╭─ Source material

PR #2776, opened 2017-05-26
Remove get_device

mitmul:
get_device has been marked as deprecated, so we can remove it in v2. It takes over this PR: #2243

### DIFF
--- a/chainer/cuda.py
+++ b/chainer/cuda.py
@@ -301,7 +301,7 @@ def copy(array, out=None, out_device=None, stream=None):
     if out is None:
         if out_device is None:
             out_device = array
-        with get_device_from_id(out_device):
+        with _get_device(out_device):
             out = cupy.empty_like(array)
 
     with get_device_from_array(array):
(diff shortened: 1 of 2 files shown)


chainer/cuda.py
```diff
@@ -337,10 +301,10 @@ def copy(array, out=None, out_device=None, stream=None):
     if out is None:
         if out_device is None:
             out_device = array
-        with get_device(out_device):
+        with get_device_from_id(out_device):
```
niboshi: Should this be `_get_device`? I think `out_device` can be either array or id.

mitmul:
@niboshi Thank you very much for your quick review. I fixed them.

niboshi:
Thank you. You also need to fix 2 more `get_device()` lines in `optimizer.py`.

niboshi:
@unnonouno Can you check and merge?

beam2d:
We decided to postpone this change. 1) We need a longer period to remove the deprecated `get_device`, so the removal will be done in the next major. 2) Removing the use of `get_device` from Chainer's internal code can be done in the revision update, so we will make it in 2.0.1 or later.

mitmul:
It's been replaced with #2890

╰─

* **Description of the task**: What lines in the listing include the string "niboshi"? Copy them out.

* **Expected answer**:
niboshi: Should this be `_get_device`? I think `out_device` can be either array or id.
@niboshi Thank you very much for your quick review. I fixed them.
niboshi:
niboshi:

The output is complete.